Kirk’s blog is These Ashes.

Daniel Eichelberger shared a glimpse of his story in some great wisdom in his response to the CAM/Jeriah Mast scandal and the response of CAM and the community to the present crisis. He echoes the concerns of many in his letter titled “Focus Should Be On Victims“. It is an uncanny thing how the world revolves around offenders.

The public, in all fairness, deserves to be warned. The victims usually want privacy. The church wants to appear as whole as possible. Organizations want to protect their money, rankings and image. And the end result is that it’s all about everything and everyone except the victim.

This letter calls people back to those whose wellbeing should be at the heart of the decisions made by all involved.

It is encouraging to see so many gentleman coming forward and giving voice to the suffering of male victims. When the truth of their horror is spoken, and they support each other (and hopefully find support from the Christian community), healing will come. Cycles are being broken, and new legacies are being established.

This is a beautiful thing happening!

There are people who are now at the point where they just want to move on and let this situation take care of itself. No one should talk about it anymore. CAM and Stanley Fox have put out their statements. Paul Weaver and Eli Weaver are on administrative leave. (Which, I am told, means quietly continuing to do some work behind the scenes after being ‘released’).  An investigation is in progress, both by law and allegedly by CAM.

So…. “Let’s let them take care of it now.”

Part of me understands this. It’s messy to talk about this case. I mean, it’s messy to talk about sexual abuse in any case, but this case especially. CAM is a trophy organization. (And a much larger trophy than I realized at the beginning of this story!) And we don’t know how to reconcile this level of evil hidden by those within their employ… or consider that a missionary with so many years abroad has used the organization to access the vulnerable. And we certainly don’t want to acknowledge that there could be others, maybe even closer to us than this.

That messy part of the conversation makes it uncomfortable, and we don’t like the discomfort. It disrupts our safety. And that is precisely why we need to talk about it. Because that disruption to norms, that loss of safety, that messy uncomfortable reality… that is the reality of every sex abuse survivor.

They’ve been robbed of their safety. They live daily with the knowledge that what their abuser did — be it an older sibling, uncle, aunt, parent, grandparent, minister, schoolteacher or other abuser — could happen again. The person they trusted, no longer deserves trust. And, the quick call to trust CAM again is nothing more than a reminder that what was done against them never really mattered to anyone, or to very few people, in religious community. (NOTE: This ‘reminder’ is how it feels to the victims. It is not that no one cares. Many, many of us do. But in their experience, that was not felt nor was it lived ‘among them’ by those with power).
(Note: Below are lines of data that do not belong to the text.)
PR #2262, opened 2026-06-26
fix: create PID directory with secure permissions (0o700)

### LINKED ISSUE #2258: Daemon bails with "PID directory has insecure permissions" on a 002 umask
### Description of the bug

When I run the chrome-devtools-mcp command I get hit with:

[MCP Daemon] Critical error: PID directory <dir> has insecure permissions (Mode: 40775). It should not be writable by group or others.

I worked around it by wrapping the command in a little bash script that sets umask 077 before it runs, and that does the trick, but then I went digging to understand why I had to do that and that's where I got confused.

The daemon creates its own runtime dir without specifying a mode:

// src/daemon/daemon.ts
fs.mkdirSync(pidDir, {recursive: true});

so I suppose it just picks up whatever my umask happens to be, and mine is 002. So the dir lands at 0775 which is then promptly rejected and it bails.

I see that your own test (tests/daemon/symlink.test.ts) explicitly chmods the dir to 0700, so the daemon expects a 0700 dir, but nothing actually makes that happen at runtime... I don't really see the connection between that test setup and me having to fix it on my end.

Conversation changes that. Conversation invites people to enter the uncomfortable and listen to the horror in hopes of offering the healing love of Jesus in practical ways.

And, as one fatherly conservative Anabaptist gentleman said yesterday on a call, it’s going to be us common folks with no power or position who refuse to be silent who influence change.

So keep the conversation going. Allow for some squirming and shifting eyes. And even the ‘do we have to talk about it?’ question.

Truth is, Jesus came and brought discomfort and division. With purpose. This conversation brings discomfort and division. And it has purpose. It compels us to move beyond preserving image to applying Isaiah 61, and caring for the brokenhearted and the captives.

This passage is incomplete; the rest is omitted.